Von William Hartung 1

Seit die Bush-Administration im Januar 2001 ihr Amt übernahm, sind die jährlichen Militärausgaben von etwa 310 Mrd. $ pro Jahr auf über 420 Mrd. $ pro Haushaltsjahr angestiegen. Zusätzlich zu diesen regulären Bewilligungen haben die Vereinigten Staaten zwei Regierungen gestürzt und zwei Nationen besetzt, was sie 177 Mrd. $ kostete. Und wir haben die Sicherheitsausgaben im Lande im diesjährigen Budget von 16 Mrd. pro Jahr im Jahr 2001 auf 47 Mrd. $ pro Jahr erhöht, wobei 39 Mrd. $ von diesem Betrag auf Agenturen außerhalb des Pentagon entfallen. Viel von diesem Geld der Steuerzahler geht an Lieferanten, die sich auf Waffen, Wiederaufbau, Nachrichtendienst, Kommunikation und Sicherheit spezialisiert haben.

Zu den Haupt-Nutznießern gehört Halliburton. Im Jahr 2003 stiegen dessen Lieferverträge von 900 Mio $ auf 3,9 Mrd. $, ein Anstieg von fast 700 %. Und das ist nur der Anfang. Es laufen Verträge von über 8 Mrd. $ für den Wiederaufbau des Irak und die Logistikarbeit des Pentagons, und diese Zahl könnte auf 18 Mrd. $ steigen, wenn alle Optionen durchgeführt werden. Computer Sciences Corporation, welche an der Raketenabwehr arbeitet und auch Dyncorps besitzt, einen privaten Militärpartner, dessen Arbeit sich von Kolumbien bis nach Afghanistan und zum Irak erstreckt und seine Militärlieferungen von 2002 auf 2003 um mehr als das dreifache vergrößerte, nämlich von 800 Mio. auf 2,5 Mrd. $.

Aber obwohl die Firmen, die im Irak und in Afghanistan engagiert sind, das größte Wachstum aufweisen, können sie es doch nicht mit den “großen Drei” Militärlieferanten aufnehmen. Lockheed Martin (21,9 Mrd. $), Boeing (17,3 Mrd. $) und Northrop Grumman (16,6 Mrd. $), aufgeteilt zwischen ihnen in 50 Mrd. $ Pentagon-Verträge im Jahr 2003. Diese große Summe stellte fast einen ganzen von vier Dollar dar, die das Pentagon in jenem Jahr für alles, von Gewhren bis zu Raketen ausgeteilt hatte (also fast ein Viertel der Pentagon-Ausgaben).
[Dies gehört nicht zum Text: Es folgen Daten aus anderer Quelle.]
PR #394, opened 2022-08-10
Add Nixpacks builder environment variable name

JakeCooper:
## What does this PR address?

Injects meta information variables for containers to determine which provider is participating

## Before submitting:


AhmedMozaly (commented):
Could we extend this a bit more with something like `NIXPACKS_LABELS` that can hold values like `python, django`

This could help us maintain the info captured during Nixpacks `detect` phase

Which could be used to provide even better Developer-Experience by offering more helpful hints for common issues (Like PORT not configured)

AhmedMozaly:
I already have a Todo to raise a discussion about refactoring `detect`, currently it returns only boolean

I think adding list of strings for detected facts/labels can simply other phases & write these detected labels to environment variables (like this current PR)

coffee-cup (changes requested):
I don't think this should be the responsibility of each provider to add this environment variable. Each provider has a name so we should be able to insert that into the environment variables for all builds.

Das wachsende Rechnen mit privaten Militärlieferanten entstand nicht über Nacht. Es entwickelte sich während der letzten fünfzehn Jahre, als der Verteidigungsminister Dick Cheney (in der ersten Periode der Bush-Administration) Halliburton bat, herauszufinden, was es kosten würde, wenn eine private Firma die Logistik einer größeren US-Überseestationierung durchführen würde.

Es beschleunigte sich auf dem Balkan, als Halliburton Stützpunkte baute, Verpflegung austeilte und Fahrzeuge in Bosnien und im Kosovo unterhielt, und MPRI kroatische Streitkräfte während einer kritischen Phase des Bosnienkrieges ausbildete. Es entwickelte sich weiter unter dem Radarschirm in Kolumbien, wo private Firmen Aufklärungs- und Entlaubungsaufträge durchführten, als Teil der privaten Anti-Drogen-Luftstreitmacht des Außenministeriums.
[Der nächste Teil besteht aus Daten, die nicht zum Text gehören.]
PR #402, opened 2022-08-14
Support cargo workspaces

### LINKED ISSUE #256: Support Rust workspace Cargo.toml
Tried this under Railway, but when your `Cargo.toml` is a workspace one, it doesn't work. It however should be allowed. Building a workspace will build all members, and while that may be not ideal, starting a binary will still work with it since it'll get generated. A person can also provide a custom build command targeting only one package when that's undesired behavior,  
`cargo build --release -p package-name`

```
Error: Generating start phase
 
Caused by:
 
0: Reading Cargo.toml
1: missing field `package` at line 1 column 1
```

devtomio:
## What does this PR address?

Adds support for Cargo [Workspaces](https://doc.rust-lang.org/book/ch14-03-cargo-workspaces.html)

Fixes #256 

## Before submitting:


docs/pages/docs/providers/rust.md
```diff
@@ -46,3 +46,9 @@ These directories are cached between builds
 - Build: `~/.cargo/git`
 - Build: `~/.cargo/registry`
 - Build: `target`
+
+## [Workspaces](https://doc.rust-lang.org/book/ch14-03-cargo-workspaces.html)
+
+Nixpacks will auto-detect if you are using Cargo Workspaces.
```
Milo123459, line 52: This should probably state that it respects `default_members`.

devtomio: Done in https://github.com/railwayapp/nixpacks/pull/402/commits/d853c9a1af7d579e217df2363b481395cc70b193

src/providers/rust.rs
```diff
@@ -233,6 +218,141 @@ impl RustProvider {
...
+                        app.read_toml::<Manifest>(&format!("{}/Cargo.toml", default_member))?;
+
+                    manifest.complete_from_path(
+                        &app.source.join(format!("{}/Cargo.toml", default_member)),
+                    )?;
+
+                    if let Some(package) = manifest.package {
+                        if !manifest.bin.is_empty() || manifest.lib.is_none() {
+                            return Ok(Some(package.name));
+                        }
```
coffee-cup, line 264: This bit of code is reused a few places. Can it be extracted into a function on the manifest. Something like `manifest.is_empty`

src/providers/rust.rs
```diff
@@ -233,6 +218,141 @@ impl RustProvider {
...
+                        .complete_from_path(&app.source.join(format!("{}/Cargo.toml", member)))?;
+
+                    if let Some(package) = manifest.package {
+                        if !manifest.bin.is_empty() || manifest.lib.is_none() {
+                            return Ok(Some(package.name));
+                        }
+                    }
+                }
+            }
+        }
```
coffee-cup, line 304: Sam with this code. It is reused from the default member stuff above. It could be abstracted into a function to remove the duplication.

devtomio: Done in https://github.com/railwayapp/nixpacks/pull/402/commits/7879e9f935bb57dabfa038b25ab6d6679df2d2cb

Und es wuchs weiter an, während des derzeitigen Krieges im Irak, wo jeder zehnte auf dem Schauplatz ein Angestellter des Kontrakts ist, verglichen mit einem unter hundert im ersten Golfkrieg.

1 William Hartung ist Direktor des Arms Trade Resource Centers in New York.

Quelle: DER PAZIFIST Nr. 6/195 vom 28.08.2004. Übersetzt von Heidi Schimpf. Originalartikel: Military Contractors Raking in Billions, in: DISARMAMENT TIMES , Sommer 2004, Vol.XXVII, No.3.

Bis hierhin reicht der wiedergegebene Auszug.